When the moderators asked the 10 candidates which of them would support eliminating private health insurance as part of a single-payer health care plan, only Warren and de Blasio raised their hands.

“How can you defend a system that’s not working?” de Blasio demanded of O’Rourke.

Klobuchar was the most firm in staking her claim to moderate terrain and also got off a handful of one-liners that drew applause and laughs.

When Inslee boasted about his record in support of abortion rights, Klobuchar noted the gender diversity of the candidates.

“I want to say there’s three women up here who have fought pretty hard for a woman’s right to choose,” she said.

And she scorched Trump for his erratic Twitter posts. “I don’t think we should conduct foreign policy in our bathrobe at 5 in the morning,” she said.

There was little discussion of foreign policy until near the end of the debate when two little-known House lawmakers, Tulsi Gabbard of Hawaii and Tim Ryan of Ohio, clashed over how aggressively to target the Taliban.

Ryan also used his limited time to challenge his own party.“We are not connecting to the working-class people in the very states that I represent in the industrial Midwest,” he said, scorning Democrats’ “Ivy League” attitude.

De Blasio was the most aggressive candidate when it came to confronting his rivals. But it was unclear if the New York mayor, who polls indicate is disliked by those Democrats who have heard him, would reap the benefit from his carrying the liberal banner.
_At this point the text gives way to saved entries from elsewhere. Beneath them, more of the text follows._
PR #2154, opened 2026-08-19
fix(dataplane): bound packet recirculation

### LINKED ISSUE #2051: fix(dataplane): a module routing a packet into its own device entry loses the packet and leaks the mbuf
## Motivation

In [`lib/dataplane/worker/pipeline_round.c`](https://github.com/yanet-platform/yanet2/blob/695652a8f193144ae541e780b1cd6237df665ddf/lib/dataplane/worker/pipeline_round.c#L63-L119), `worker_pipeline_round` processes each device entry point and then merges it into the round front with `packet_front_merge(packet_front, schedule)`, for both the input pass and the output pass. [`packet_front_merge`](https://github.com/yanet-platform/yanet2/blob/695652a8f193144ae541e780b1cd6237df665ddf/lib/dataplane/module/packet_front.h#L81-L96) ends with `packet_front_init(src)`, which resets all three of `src`'s lists, including `input`.

`src` here is the device entry's own schedule, and `schedule.input` is exactly where [`module_ectx_route_input`/`module_ectx_route_output`](https://github.com/yanet-platform/yanet2/blob/695652a8f193144ae541e780b1cd6237df665ddf/lib/controlplane/config/econtext.h#L37-L88) deposit a redirected packet — they call `packet_front_input(&device_ectx->{input,output}_pipelines->schedule, packet)` on the *target* device's schedule. When a module routes a packet to the device entry that is currently executing, that write lands on the very `schedule` object the round loop is about to merge and reset. The packet is silently unlinked with no `packet_free`/`packet_drop` call, so in production this is a permanent mempool leak that ends in pool exhaustion and total traffic loss on the affected worker.

The `packet_front_merge` doc comment asserts src never holds pending lists at merge time — that premise stopped being true for device entry schedules once routing started writing straight into them.

This is a regression from `refactor(dataplane): route packets straight to device entry schedules` (695652a8, 2026-08-12). Before it, modules appended to `pending_input`/`pending_output` lists that the merge concatenated upward, and the next iteration demuxed them into the target entries, so resetting `src` was harmless.

## Evidence

Reproduced with a scratch self-transmitting module emitting one frame and routing it to a chosen device index. The frame is lost if and only if the target entry is the entry currently being processed — perfectly symmetric, and independent of worker count and device count: module on device 0 targeting device 0 loses it, on device 0 targeting device 1 survives, on device 1 targeting device 0 survives, on device 1 targeting device 1 loses it; the same four results hold for the output entry.

Confirmed by an independent bug-hunter pass with a reproducible A/B table, and the mechanism above was verified directly against the pushed source at 695652a8.

## Blast radius

Reachable in production whenever a rule's target device equals the device whose entry the module runs on, not just in a test harness:

- `forward` — [`modules/forward/dataplane/dataplane.c`](https://github.com/yanet-platform/yanet2/blob/695652a8f193144ae541e780b1cd6237df665ddf/modules/forward/dataplane/dataplane.c#L136-L142) `route_input`/`route_output` call sites.
- `mirror` — [`modules/mirror/dataplane/dataplane.c`](https://github.com/yanet-platform/yanet2/blob/695652a8f193144ae541e780b1cd6237df665ddf/modules/mirror/dataplane/dataplane.c#L155-L164).
- `route`, when placed on a device output entry resolving to that same device — [`modules/route/dataplane/dataplane.c`](https://github.com/yanet-platform/yanet2/blob/695652a8f193144ae541e780b1cd6237df665ddf/modules/route/dataplane/dataplane.c#L240-L247).

Not gated on worker or device count: a single-worker single-device deployment with a self-targeting `forward` or `mirror` rule leaks every matched packet. No public-tree Go test covers this shape.

## Open design question (blocks implementation)

The obvious fix — stop the merge from wiping `src->input` — restores the pre-refactor recirculation behaviour, but every in-tree module re-decides identically on the second pass, so it converts the leak into a non-terminating round: a self-targeting `forward` `MODE_IN` rule matches again every pass, and a self-targeting `mirror` `MODE_IN` clones again every pass (unbounded loop plus exponential packet growth). The round loop has no iteration bound. The remedy is a real choice between preserving recirculation, dropping with accounting, or preserving with a recirculation budget, and it needs a decision before implementation.

## Acceptance

- [ ] Bug-hunter confirmation of the mechanism above is on record (this issue carries it; treat as confirmed pending any refutation).
- [ ] The mbuf is no longer leaked when a module routes a packet into the entry currently being processed.
- [ ] The chosen behaviour (drop-with-accounting, budgeted recirculation, or unbounded recirculation restored) is deliberate and observable to an operator, not a silent packet loss.
- [ ] A permanent Go regression test in the dataplane_ut harness pins the behaviour, with the cross-device case as a passing control.

Source: surfaced during an autopilot run on #1724 while investigating that issue's dataplane_ut corruption symptom. This is a distinct defect from #1724, not a duplicate — #1724 is data corruption in the harness capture/copy path for a worker>=2/device>=2 topology, this is a packet/mbuf loss on self-targeting device routing, reproducible with a single worker and independent of #1724's topology precondition.

moonug:
- Bounds packet recirculation with a configurable lineage limit and an independent stall limit.
- Count route attempts and target-device drops while keeping counters and packet metadata consistent across decapsulation and cloning.
- Preserve fixed packet sets, payload snapshots, and ownership when dataplane UT rounds are replayed.
- Add C, dataplane UT, CGO binding, clone, and functional regression coverage.
- Closes #2051.

### DIFF
--- a/lib/controlplane/config/econtext.h
+++ b/lib/controlplane/config/econtext.h
@@ -1,5 +1,7 @@
 #pragma once
 
+#include "lib/counters/counters.h"
+#include "lib/dataplane/packet/data.h"
 #include "lib/dataplane/pipeline/econtext.h"
 
 #include "lib/errors/errors.h"
@@ -27,13 +29,32 @@ config_gen_ectx_get_object(
 	return ADDR_OF(objects + index);
 }
 
+// Count a packet dropped after exhausting its device recirculation budget.
+//
+// Counter slot 0 stores packets. Slot 1 stores the full packet length across
+// all chained mbufs, unlike the first-segment byte tallies on packet fronts.
+static inline void
+device_entry_ectx_count_recirc_drop(
+	struct device_entry_ectx *entry_ectx, const struct packet *packet
+) {
+	uint64_t *counter = counter_handle_get_value(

Warren’s repeated denunciations of economic elites and Washington’s governing class won repeated ovations. But her unabashed willingness to terminate private health care, a question she had evaded in the past, alarmed some members of her own party who fear that embracing a single-payer system would hand Republicans a political weapon in a country where nearly 60% of people are on private plans.

Warren was less precise when she asked how she would push through her agenda if Republicans still control the Senate in 2021. And while she never mentioned her rivals by name, it was clear Warren is building a case for why Democrats should reject Biden’s consensus-oriented politics.

For the most part, though, the contenders trumpeted their own proposals and résumés while training their fire on Trump and Republican economic policies, which they said were favoring the wealthy.

“He says wind turbines cause cancer. We know they cause jobs,” Inslee said.

The debate came at a moment when party activists were unified on the urgency of ejecting Trump from the White House but deeply divided over the best approach.

Dating to the day after Trump’s inauguration, when millions of women marched in U.S. cities, Democratic contempt for the president has produced a supercharged liberal activism — and prompted a new level of engagement culminating in last year’s elections, which saw the largest turnout for a midterm campaign in a half-century.

This energy has carried over into 2019, as many of the Democratic hopefuls have attracted unusually large crowds at early rallies and forums, large numbers of small-dollar donors and hundreds of volunteers who are already following every dip and rise in the race.

And for many of the party’s primary voters, the back-to-back debates represented their first extended look at the Democrats’ historically large, and diverse, field.

So far, the race has been chiefly defined by a central question: Should Democrats rally behind Biden, a moderate who is the field’s best-known candidate, or find a more progressive alternative? While Biden has proved to be resilient in the polls since entering the race in April, he is a fragile front-runner and has already seen his advantage ebb in Iowa and New Hampshire.

Sanders has retained much of the grassroots and financial network that powered him to unexpected success in the 2016 Democratic race, but he has struggled to expand his appeal beyond his committed supporters.

That is in part because the party’s left flank now has a wealth of alternatives, including Warren, who has recently surged in a number of surveys after months of laying out a series of ambitious policy proposals.